» DATASET EXCERPTS:
PR #2722, opened 2026-04-04
Replace .isdigit() with ASCII-only digit check

### LINKED ISSUE #2721: Replace .isdigit() with ASCII-only digit check in presentational hints
Python's `str.isdigit()` returns `True` for non-ASCII digit characters (e.g. Arabic-Indic digits `٠١٢٣`), but the HTML spec defines digits as [ASCII digits](https://infra.spec.whatwg.org/#ascii-digit) only (`0-9`).

Several places in `find_style_attributes` use `.isdigit()` to decide whether to append `px` to attribute values:

- `cellpadding.isdigit()` (line ~402 in `css/__init__.py`)
- `element.get('width').isdigit()` for `<hr>` (line ~507)
- Similar checks for `hspace`, `vspace`, `width`, `height` on various elements

These should use an ASCII-only digit check to match browser behavior.

Related to #2636, which fixed the same class of issue for integer parsing.

danfitz36:
## Summary

- Add `is_ascii_digits()` utility that only matches ASCII digits (`0-9`), unlike Python's `str.isdigit()` which also matches non-ASCII digit characters (e.g. Arabic-Indic `٠١٢٣`)
- Replace all `.isdigit()` calls in presentational hint parsing (`css/__init__.py`) and PDF form field handling (`pdf/anchors.py`) with the new function
- Affected attributes: `cellpadding`, `hspace`, `vspace`, `width`, `height`, `maxlength`

## Context

Python's `str.isdigit()` returns `True` for non-ASCII digit characters, but the [HTML spec](https://infra.spec.whatwg.org/#ascii-digit) defines digits as ASCII digits only (`0-9`). This could cause incorrect unit appending (e.g. treating Arabic-Indic digits as a bare number and appending `px`).

Note: the two `.isdigit()` calls in `svg/bounding_box.py` are intentionally left unchanged — they check individual characters in SVG path data, a different context.

Related to #2636.

## Test plan

- [x] Unit tests for `is_ascii_digits`: basic values, empty string, non-digits, non-ASCII digits
- [x] All existing tests pass (3985 passed, 0 regressions)
- [x] `ruff check` passes

Fixes #2721

### DIFF
--- a/tests/test_html_utils.py
+++ b/tests/test_html_utils.py
@@ -1,0 +1,30 @@
+"""Tests for HTML microsyntax parsing utilities."""
+
+from weasyprint.html_utils import is_ascii_digits
+
+
+def test_is_ascii_digits_basic():
+    assert is_ascii_digits('123')
+    assert is_ascii_digits('0')
+    assert is_ascii_digits('007')
+
+
+def test_is_ascii_digits_rejects_empty():
+    assert not is_ascii_digits('')
+
+
+def test_is_ascii_digits_rejects_non_digits():
+    assert not is_ascii_digits('abc')
+    assert not is_ascii_digits('12px')
+    assert not is_ascii_digits('100%')
+    assert not is_ascii_digits(' 5')
+    assert not is_ascii_digits('+3')
+    assert not is_ascii_digits('-1')
+
+
+def test_is_ascii_digits_rejects_non_ascii_digits():
+    # Python's str.isdigit() returns True for these, but HTML spec
+    # requires ASCII digits only.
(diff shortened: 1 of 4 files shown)


liZe:
Thanks for the pull request!

We’ll merge #2720 first and see what we can do for this. I think that it may be better to include these changes in a larger fix that can handle min/max values from the HTML specification and checks input values more seriously. 

There’s no need to work more on this PR now, we’ll see after #2720.

liZe:
It’s now included in #2773, with better parsers for HTML attributes.

Issue #2718, opened 2026-04-02
Providing Windows executable also as 'onedir' compilation


isenmann:
Hi,

at the moment the Windows executable is built as a standalone all-in-one executable, which is fine and is working for most use cases. The downside of this approach is that every time you execute the exe it will first unpack about 50 MB before doing it's job. That's fine if you just generate PDFs occasionally, but if you generate PDFs often and even in parallel, all the processes unpack those 50 MB all the time which leads to heavy disk I/O and slow downs on that machine. So changing this to the onedir compilation it would also be faster because the unpack step will be not needed.

The only thing which must be changed is the exe workflow file which must be changed to this:

```
- name: Generate executable
   run: python -m PyInstaller weasyprint/__main__.py -n weasyprint --onedir
 - name: Test executable
   run: dist/weasyprint/weasyprint --info
 - name: Store executable
   uses: actions/upload-artifact@v4
   with:
      name: weasyprint-windows
      path: |
        dist/weasyprint
        README.rst
        LICENSE
``` 

Would it be possible to also provide the Windows exe as a onedir solution **additionally** to the all-in-one exe? 

Cheers
Daniel

liZe:
Hi!

From [PyInstaller’s documentation]()https://pyinstaller.org/en/stable/usage.html#cmdoption-D:
> `-D, --onedir`
>   Create a one-folder bundle containing an executable (default)

This option seems to be set by default. Did I miss something?

isenmann:
Yeah, because at the moment in line 23 in the exe.yml it is set to -F which means, that it should generate a single exe file.

liZe:
> Yeah, because at the moment in line 23 in the exe.yml it is set to -F which means, that it should generate a single exe file.

Of course. 😊

Interested in opening a PR that updates `exe.yml` to generate both?

isenmann:
Sure, I can do that. I will provide one and link it to this issue in the next couple of days.

isenmann:
Like I said before, I have open the PR for this and linked it.

PR #2727, opened 2026-04-15
Generate the WIndows package also as a one dir solution

isenmann:
Like described in #2718, this will be the PR to have the Windows exe as a single file self extracted like before and additionally as a single directory executable to avoid extracting and deleting the self-contained exe all the time it is used. 

I don't know where the release zip is generated, couldn't find it in the workflow files. But the this workflow file generates both and upload it to the artifacts of the build.


liZe:
Thanks for the pull request! It’s been rebased, simplified, and pushed to `main`.

PR #2728, opened 2026-04-16
Fix: honor break-before and break-after on floated elements

### LINKED ISSUE #2277: Page break attribute not always honored
Hi,

I noticed that weasyprint does not honor the page break attributes when generating a pdf. Looks like a bug to me as it happens with a specific mix of div / css . See example below :

`index.html `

» EXERCISE BRIEF: Restate all of the entries exactly, please.

» WRITTEN ANSWER:
PR #2722, opened 2026-04-04
Replace .isdigit() with ASCII-only digit check

### LINKED ISSUE #2721: Replace .isdigit() with ASCII-only digit check in presentational hints
Python's `str.isdigit()` returns `True` for non-ASCII digit characters (e.g. Arabic-Indic digits `٠١٢٣`), but the HTML spec defines digits as [ASCII digits](https://infra.spec.whatwg.org/#ascii-digit) only (`0-9`).

Several places in `find_style_attributes` use `.isdigit()` to decide whether to append `px` to attribute values:

- `cellpadding.isdigit()` (line ~402 in `css/__init__.py`)
- `element.get('width').isdigit()` for `<hr>` (line ~507)
- Similar checks for `hspace`, `vspace`, `width`, `height` on various elements

These should use an ASCII-only digit check to match browser behavior.

Related to #2636, which fixed the same class of issue for integer parsing.

danfitz36:
## Summary

- Add `is_ascii_digits()` utility that only matches ASCII digits (`0-9`), unlike Python's `str.isdigit()` which also matches non-ASCII digit characters (e.g. Arabic-Indic `٠١٢٣`)
- Replace all `.isdigit()` calls in presentational hint parsing (`css/__init__.py`) and PDF form field handling (`pdf/anchors.py`) with the new function
- Affected attributes: `cellpadding`, `hspace`, `vspace`, `width`, `height`, `maxlength`

## Context

Python's `str.isdigit()` returns `True` for non-ASCII digit characters, but the [HTML spec](https://infra.spec.whatwg.org/#ascii-digit) defines digits as ASCII digits only (`0-9`). This could cause incorrect unit appending (e.g. treating Arabic-Indic digits as a bare number and appending `px`).

Note: the two `.isdigit()` calls in `svg/bounding_box.py` are intentionally left unchanged — they check individual characters in SVG path data, a different context.

Related to #2636.

## Test plan

- [x] Unit tests for `is_ascii_digits`: basic values, empty string, non-digits, non-ASCII digits
- [x] All existing tests pass (3985 passed, 0 regressions)
- [x] `ruff check` passes

Fixes #2721

### DIFF
--- a/tests/test_html_utils.py
+++ b/tests/test_html_utils.py
@@ -1,0 +1,30 @@
+"""Tests for HTML microsyntax parsing utilities."""
+
+from weasyprint.html_utils import is_ascii_digits
+
+
+def test_is_ascii_digits_basic():
+    assert is_ascii_digits('123')
+    assert is_ascii_digits('0')
+    assert is_ascii_digits('007')
+
+
+def test_is_ascii_digits_rejects_empty():
+    assert not is_ascii_digits('')
+
+
+def test_is_ascii_digits_rejects_non_digits():
+    assert not is_ascii_digits('abc')
+    assert not is_ascii_digits('12px')
+    assert not is_ascii_digits('100%')
+    assert not is_ascii_digits(' 5')
+    assert not is_ascii_digits('+3')
+    assert not is_ascii_digits('-1')
+
+
+def test_is_ascii_digits_rejects_non_ascii_digits():
+    # Python's str.isdigit() returns True for these, but HTML spec
+    # requires ASCII digits only.
(diff shortened: 1 of 4 files shown)


liZe:
Thanks for the pull request!

We’ll merge #2720 first and see what we can do for this. I think that it may be better to include these changes in a larger fix that can handle min/max values from the HTML specification and checks input values more seriously. 

There’s no need to work more on this PR now, we’ll see after #2720.

liZe:
It’s now included in #2773, with better parsers for HTML attributes.

Issue #2718, opened 2026-04-02
Providing Windows executable also as 'onedir' compilation


isenmann:
Hi,

at the moment the Windows executable is built as a standalone all-in-one executable, which is fine and is working for most use cases. The downside of this approach is that every time you execute the exe it will first unpack about 50 MB before doing it's job. That's fine if you just generate PDFs occasionally, but if you generate PDFs often and even in parallel, all the processes unpack those 50 MB all the time which leads to heavy disk I/O and slow downs on that machine. So changing this to the onedir compilation it would also be faster because the unpack step will be not needed.

The only thing which must be changed is the exe workflow file which must be changed to this:

```
- name: Generate executable
   run: python -m PyInstaller weasyprint/__main__.py -n weasyprint --onedir
 - name: Test executable
   run: dist/weasyprint/weasyprint --info
 - name: Store executable
   uses: actions/upload-artifact@v4
   with:
      name: weasyprint-windows
      path: |
        dist/weasyprint
        README.rst
        LICENSE
``` 

Would it be possible to also provide the Windows exe as a onedir solution **additionally** to the all-in-one exe? 

Cheers
Daniel

liZe:
Hi!

From [PyInstaller’s documentation]()https://pyinstaller.org/en/stable/usage.html#cmdoption-D:
> `-D, --onedir`
>   Create a one-folder bundle containing an executable (default)

This option seems to be set by default. Did I miss something?

isenmann:
Yeah, because at the moment in line 23 in the exe.yml it is set to -F which means, that it should generate a single exe file.

liZe:
> Yeah, because at the moment in line 23 in the exe.yml it is set to -F which means, that it should generate a single exe file.

Of course. 😊

Interested in opening a PR that updates `exe.yml` to generate both?

isenmann:
Sure, I can do that. I will provide one and link it to this issue in the next couple of days.

isenmann:
Like I said before, I have open the PR for this and linked it.

PR #2727, opened 2026-04-15
Generate the WIndows package also as a one dir solution

isenmann:
Like described in #2718, this will be the PR to have the Windows exe as a single file self extracted like before and additionally as a single directory executable to avoid extracting and deleting the self-contained exe all the time it is used. 

I don't know where the release zip is generated, couldn't find it in the workflow files. But the this workflow file generates both and upload it to the artifacts of the build.


liZe:
Thanks for the pull request! It’s been rebased, simplified, and pushed to `main`.

PR #2728, opened 2026-04-16
Fix: honor break-before and break-after on floated elements

### LINKED ISSUE #2277: Page break attribute not always honored
Hi,

I noticed that weasyprint does not honor the page break attributes when generating a pdf. Looks like a bug to me as it happens with a specific mix of div / css . See example below :

`index.html `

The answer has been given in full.